埼玉県東部、都心からわずか40㎞にありながら、豊かな自然環境が残るベッドタウン蓮田市。駅に程近い閑静な住宅街に「麻のシャツのような住まい」と名付けられた家がある。30代前半のご夫婦と幼いお子さんが住むY邸だ。この家をつくったのは、施主にじっくりと寄り添い丁寧な仕事で、上質な空間をつくりだす、市中山居の増木さん。

お祖父さまから受け継いだ土地に自邸を建てることを計画していたYさんご夫婦。依頼する設計士を見つけようと、住宅関連のサイトを見ていて目に留まったのが市中山居だったという。
その後、増木さんの自宅兼事務所を訪れたYさんは「木材と石、白い壁のバランスがとても素敵で惹きこまれました。何よりも増木さんの物腰がとても柔らかく、お話しやすい中にも細部へのこだわりがあり、ブレない芯のようなものを感じたのが決め手になった」と語る。

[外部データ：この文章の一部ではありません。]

PR #1276, opened 2025-09-28
Preview of place classification based on urban areas

1ec5:
This is a simulation of [my proposal for overhauling place classification](https://community.openstreetmap.org/t/toward-a-national-system-for-functionally-classifying-populated-places/113674) in the United States based on urban areas.

OSM Americana currently relies on a Natural Earth–based ranking that [OpenMapTiles provides](https://openmaptiles.org/schema/#place) as a workaround for unreliable place classification in OSM. At lower zoom levels, the result is extremely sparse: just nine cities in the contiguous U.S. at zoom level 4. By contrast, print maps at an equivalent scale tend to have hundreds of labels of various sizes. We can’t easily show more than these nine based on OSM’s current classifications, because there’s been such a tendency to promote small towns and large suburbs to `place=city`.

The style intentionally shows as many labels as will fit at each zoom level, something which not every style would want to do. Of course this style can always filter more aggressively if this proposal ever gains traction, but I wanted to show that the proposed reclassifications would give style designers more confidence to surface more labels than before and perhaps explore different ways to visually distinguish them. The simulation color-codes the place labels: olive means the place still shows up despite getting demoted from `city` to `town` or from `town` to `village`; blue means the place got promoted in the other direction.

Since we haven’t retagged anything in OSM yet, I’ve pulled in a copy of [this massive GeoJSON file](https://github.com/1ec5/openstreetmap-urban-areas/blob/b8e995029e97c50c234b5e980eb8c2c2f07343be/places-ua-ranked-wgs84.geojson) of all the places in the U.S. annotated with enough metadata to determine each place’s relationship to an urban area. (The file is outdated and has some accidental omissions, since fixed in the underlying data.)

Before | After
----|----
[Continuous U.S. showing nine cities.](https://americanamap.org/#map=4/40.5/-94&language=en) | [Continuous U.S. showing scores more cities, plus Marysville, Washington, and Spring Hill, Florida, which had previously been towns. Also showing lots of towns throughout, most of which had gotten demoted to towns.](https://preview.americanamap.org/pr/1276/#map=4/40.5/-94&language=en)
[Northern California](https://americanamap.org/#map=7/38.554/-120.282&language=en) | [Northern California](https://preview.americanamap.org/pr/1276/#map=7/38.554/-120.282&language=en)
[...]

PR #1277, opened 2025-09-28
Fix object_compare handling of added layer groups

ZeLonewolf:
As we discovered in #1276, `object_compare.ts` fails when a new layer group is added to the style. This fixes that script and adds test cases to verify that `object_compare` is working properly.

Yさんが感じた「ブレない芯のようなもの」とは、おそらく増木さんが大切にしている「仕事に対する姿勢」と「つくりだす家のテイスト」のことだろう。増木さんは、施主にじっくりと寄り添い、対話を重ねながら丁寧にプランを練っていくというスタイルをとる。1カ月以上もかけて新聞紙大の模型を自ら製作するなど、手間暇を惜しまないのだ。

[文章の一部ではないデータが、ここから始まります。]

PR #522, opened 2023-12-08
Further notebook updates

riedgar-ms:
Attempting to update more of the notebooks for the new API.

- `guidance_acceleration.ipynb` seems difficult, since the options used no longer appear to be present in any form
- `chat.ipynb` has a slightly refactored conversation simulator. Also remove the tool use section, since @marcotcr  has created a separate notebook for that
- `token_healing.ipynb` again, the required API appears to have been removed?


slundberg:
Thanks!

> chat.ipynb is partially converted, but I'm not currently sure what to do about the block code
If you want to make a block "hidden", then you just use a new name for the lm as you update things.
```python
lm += "This is the start"
lm2 = lm + "this is the hidden middle" + gen("var")
lm += "this is the end" + lm2["var"]
```

riedgar-ms:
> Thanks!
> 
> > chat.ipynb is partially converted, but I'm not currently sure what to do about the block code
> > If you want to make a block "hidden", then you just use a new name for the lm as you update things.
> 
> ```python
> lm += "This is the start"
> lm2 = lm + "this is the hidden middle" + gen("var")
> lm += "this is the end" + lm2["var"]
> ```

Won't that still get echoed to stdout?

slundberg:
> > Thanks!
> 
> > 
> 
> > > chat.ipynb is partially converted, but I'm not currently sure what to do about the block code
> 
> > > If you want to make a block "hidden", then you just use a new name for the lm as you update things.
> 
> > 
> 
> > ```python
> 
> > lm += "This is the start"
> 
> > lm2 = lm + "this is the hidden middle" + gen("var")
> 
> > lm += "this is the end" + lm2["var"]
> 
> > ```
> 
> 
> 
> Won't that still get echoed to stdout?

Yes, until it gets overwritten by later display calls. But that matches the original notebook behavior as well.

riedgar-ms:
@slundberg I think that the 'chat' notebook is ready (for the tool use, I think that @marcotcr 's new notebook is better?). Not sure what to do about the other two; they demonstrate how `guidance` speeds things up, but it appears that the options to turn things off for comparison have been removed in the new API?

notebooks/chat.ipynb
```diff
@@ -29,892 +67,491 @@
...
+    "        else:\n",
+    "            best = 0\n",
+    "        return options[best]\n",
+    "\n",
+    "    # Some general instruction to the model\n",
+    "    with system():\n",
+    "        lm += \"You are a helpful assistant.\"\n",
+    "\n",
+    "    # Simulate a simple request from the user\n",
+    "    # Note that we switch to using 'lm2' here, because these are intermediate steps\n",
```
riedgar-ms, line 121: Looking at @marcotcr 's notebook @slundberg , perhaps I should use `with silent()` instead?

slundberg:
Thanks! I am going through the chat notebook right now updating a few things and patching any uncovered issues

riedgar-ms:
Unless I've missed something and their functionality can be restored, the two other notebooks might be better deleted.

guidance/models/_openai.py
```diff
@@ -174,7 +174,7 @@ def _generator(self, prompt):
                 max_tokens=self.max_streaming_tokens,
                 n=1,
                 top_p=self.top_p,
-                temperature=self.temperature,
```
riedgar-ms, line 177: Does this mean that `self.temperature` should be deleted from the constructor? Should `top_p` get a similar treatment?

slundberg: self.temperature is still used as the default, but only when the grammar (like a gen function) does not override it. I expect we should give top_p the same control eventually, but that will require updating the grammar to track where is the grammar we get different top_p values

slundberg:
@riedgar-ms thanks again for this :). ...I have finished fixing the notebooks the rest of the way, and addressing a couple bugs they uncovered. Will merge once the tests pass.

guidance/models/_openai.py
riedgar-ms: This doesn't look like it's going to fall back on `self.temperature` though if `temperature` itself is not provided as an argument to `_generator()`. I think I'm missing something.

erlebach:
With many of the notebooks currently unusable, and old features no longer available, I wonder about the rationale for changing so much of the API? Has Guidance gained in functionality? Is the old functionality that has been removed have alternative implementations? I would suggest a document providing a list of the changes and how to transform a program using the old API to a program using the new API. Has any functionality been lost? Thanks.

Issue #532, opened 2023-12-11
Outputs for tutorial_azureai_openai.upynb


slundberg:
We need to save a version of this notebook that has outputs, right now it is not executed.

slundberg:
@riedgar-ms would you be able to do this? :)

PR #533, opened 2023-12-11
Adding outputs for Azure notebook

riedgar-ms:
Checking in run results per #532


riedgar-ms:
Tag @slundberg

slundberg:
Thanks @riedgar-ms !

PR #537, opened 2023-12-12
Native Anthropic Claude support

Anilturaga:
Anthropic SDK enables completions inside assistant responses. LiteLLM does not support this functionality


slundberg:
This is great thanks @Anilturaga ! I don't have an API key for Anthropic right now, but this LGTM.

PR #543, opened 2023-12-15
Bug fix for the base AzureOpenAI class

riedgar-ms:
Need to make sure that `azure_ad_token_provider` gets passed around when instantiating from the base class.


guidance/models/_azure_openai.py
```diff
@@ -74,6 +74,7 @@ def __init__(
                 model=model,
                 azure_endpoint=azure_endpoint,
                 api_key=api_key,
+                azure_ad_token_provider=azure_ad_token_provider,
```
riedgar-ms, line 77: This didn't show up in the tests, since those rely on the `api_key` which was already being passed back and forth

slundberg:
LGTM. Thanks!

PR #547, opened 2023-12-17
add react notebook

Sam1320:


slundberg:
Thanks @Sam1320 ! This looks good. I went ahead and added a bit more structure, removed the need for a global var, and switched to mistral since it is more open than llama.

The major change I suggest is moving this into the art_of_prompt_design directory. I did this because I think it fits well in a series of articles about how to build good programs/prompts with guidance. If you have concerns about that placement let me know. Otherwise I am happy to merge now :)

Sam1320:
> Thanks @Sam1320 ! This looks good. I went ahead and added a bit more structure, removed the need for a global var, and switched to mistral since it is more open than llama.
> 
> The major change I suggest is moving this into the art_of_prompt_design directory. I did this because I think it fits well in a series of articles about how to build good programs/prompts with guidance. If you have concerns about that placement let me know. Otherwise I am happy to merge now :)

Awesome, I agree with the placement and all the changes. Feel free to merge!

PR #550, opened 2023-12-19
Google AI Studio's Gemini

Anilturaga:
Access to Gemini is simplified through the new Google AI Studio(https://makersuite.google.com) and associated Python SDK requiring only a single API key. There are some minute but core differences in the APIs between VertexAI and Makersuite, so made a new model class.


slundberg:
Thanks @Anilturaga ! This looks good. I think it would be best if we go with the GoogleAI naming convention for the classes (since that seems to be the API's name). We may need to add more than just Chat in the future, so I used the same auto-subclassing approach we use with OpenAI models.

「住宅」と「服装」には、共通点がある。ハイブランドのような高級なものもあれば、機能・デザイン・価格のバランスがとれた、コスパの良いものもある。さらにシンプルでスタイリッシュなもの、ほっこり感のあるものなどなど。その中で増木さんのつくる家を服装にたとえるならば「麻のシャツ」だ。

麻のシャツは、ブランドものの服のように「よそ行き」で、着続けると疲れてしまうこともなく、かといってTシャツやジャージのように、緩さを重視したあまり、野暮ったさのある「部屋着」でもない。気品や清廉さがありつつ、肌触りがよく着ていて心地よい「普段着」だ。

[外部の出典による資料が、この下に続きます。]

Issue #536, opened 2023-12-12
How can I use my GPU 😂


loveandbeepbrother:
**The bug**
I used the 0.15 version of guidance, and the compiled version of the current source code. But no matter how I adjust the value of the device parameter, (0, 'auto', 'gpu', etc.) 
every time the model is loaded in the memory and the following error is reported:
```python
ValueError: Found modules on cpu/disk. 
Using Exllama or Exllamav2 backend requires all the modules to be on GPU.You can deactivate exllama backend by setting `disable_exllama=True` in the quantization config object
```

I use the A30, Driver Version: 515.65.01 CUDA Version: 11.7,torch ==2.0.1
```python
import guidance
from transformers import AutoModelForCausalLM, AutoTokenizer
model_path = "Qwen-14B-Chat-Int4"

tokenizer = AutoTokenizer.from_pretrained(model_path, trust_remote_code=True)
guidance.llm = guidance.models.Transformers(model_path,tokenizer,device=0, trust_remote_code=True)
```
P.S: torch.cuda.is_available() = True
**System info (please complete the following information):**
 - OS (e.g. Ubuntu, Windows 11, Mac OS, etc.):ubuntu 18.04
 - Guidance Version (`guidance.__version__`):0.1.5\0.1.7

slundberg:
Have you tried loading the same model with vanilla transformers? If that works but the guidance load fails let us know :)

loveandbeepbrother:
> Have you tried loading the same model with vanilla transformers? If that works but the guidance load fails let us know :)  

yeah,I tried them in same notebook
```python
tokenizer = AutoTokenizer.from_pretrained(model_path, trust_remote_code=True)
model = AutoModelForCausalLM.from_pretrained(model_path, device_map="auto", trust_remote_code=True).eval()
model.generation_config = GenerationConfig.from_pretrained(model_path, trust_remote_code=True)
```

```python
import guidance
from transformers import AutoModelForCausalLM, AutoTokenizer
model_path = "Qwen-14B-Chat-Int4"

tokenizer = AutoTokenizer.from_pretrained(model_path, trust_remote_code=True)
guidance.llm = guidance.models.Transformers(model_path,tokenizer,device=0, trust_remote_code=True)
```
and only guidance failed😂

ambroser53:
[...]

PR #569, opened 2024-01-03
Fix GPU usage by removing `device` from `Transformers` class wrapper to use the device/device_map directly exposed by HF Transformers in kwargs

cpcdoy:
# The issue

Using the `device` parameter already provided by the `Transformers` wrapper doesn't work as intended. It first loads the model (by default on CPU) and then pushes the model to the `device` later. This is inefficient and hasn't been working at all on my end.

Example code snippet for the above:
```Python
from guidance import models

# This is confusing since the user can think this is given directly to the wrapped HF transformers class
gpt = models.Transformers('gpt2', device='cuda') 
```

# The fix

Removing the `device` parameter altogether fixes this and removes the confusion of having a `device` parameter that isn't actually directly being used by HF Transformers but only by the wrapper itself.

Also, it doesn't affect anything else since there is a `self.device = self.model_obj.device` that gets the device from the model directly. Also, the tests seem to pass.

It is now only necessary to use `device_map` from HF Transformers directly through `kwargs` and the model is loaded correctly.

Example code snippet for the above:
```Python
from guidance import models

gpt = models.Transformers('gpt2', device_map='auto') # `auto` or any other device map
```

### DIFF
--- a/guidance/models/transformers/_transformers.py
+++ b/guidance/models/transformers/_transformers.py
@@ -13,7 +13,7 @@ from .._model import Model, Chat
 
 
 class Transformers(Model):
-    def __init__(self, model=None, tokenizer=None, echo=True, caching=True, temperature=0.0, compute_log_probs=False, device=None, **kwargs):
+    def __init__(self, model=None, tokenizer=None, echo=True, caching=True, temperature=0.0, compute_log_probs=False, **kwargs):
         '''Build a new Transformers model object that represents a model in a given state.'''
 
         # fill in default model value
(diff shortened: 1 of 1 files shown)


slundberg:
Thanks @cpcdoy ! This is a great fix. Once the unit tests run I'll go ahead and merge.

cpcdoy:
Fixes #536

aadityabhatia:
I tried the following 
```py
mistral = models.TransformersChat("mistralai/Mistral-7B-Instruct-v0.2", device=0)
mistral = models.Transformers("mistralai/Mistral-7B-Instruct-v0.2", device=0)
```

Both of those statements resulted in:
```
TypeError: MistralForCausalLM.__init__() got an unexpected keyword argument 'device'
```

Is that expected? Running the latest version from this repo: `pip install git+https://github.com/guidance-ai/guidance`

市中山居が当初想定していた顧客層は、40代50代のいわゆる大人世代だったという。夫婦2人で上質で丁寧な暮らしを紡ぐための家といったところだろうか。

しかしYさんご夫婦は30代前半で、小さなお子さんもいる。「Yさんのような若い子育て世代に選んでいただいたことが、とても嬉しかったことを覚えています」と増木さん。
「麻のシャツのような住まい」の心地よさは、世代を超えて支持を集めるのだ。
  • エントランスは目隠しを兼ねた植栽がお出迎え。ポーチを広く、大きなベンチを設け、ベビーカーや手荷物を置いても通りやすく、お子さんを抱えながら楽に出入りできる。

    エントランスは目隠しを兼ねた植栽がお出迎え。ポーチを広く、大きなベンチを設け、ベビーカーや手荷物を置いても通りやすく、お子さんを抱えながら楽に出入りできる。

  • 玄関引戸は、壁に対し30度振ることで開口幅が拡がり、大らかな玄関に。引戸と天井はピーラー(米松)で統一。床の大谷石の割付は引戸にも揃うよう、試行錯誤したという。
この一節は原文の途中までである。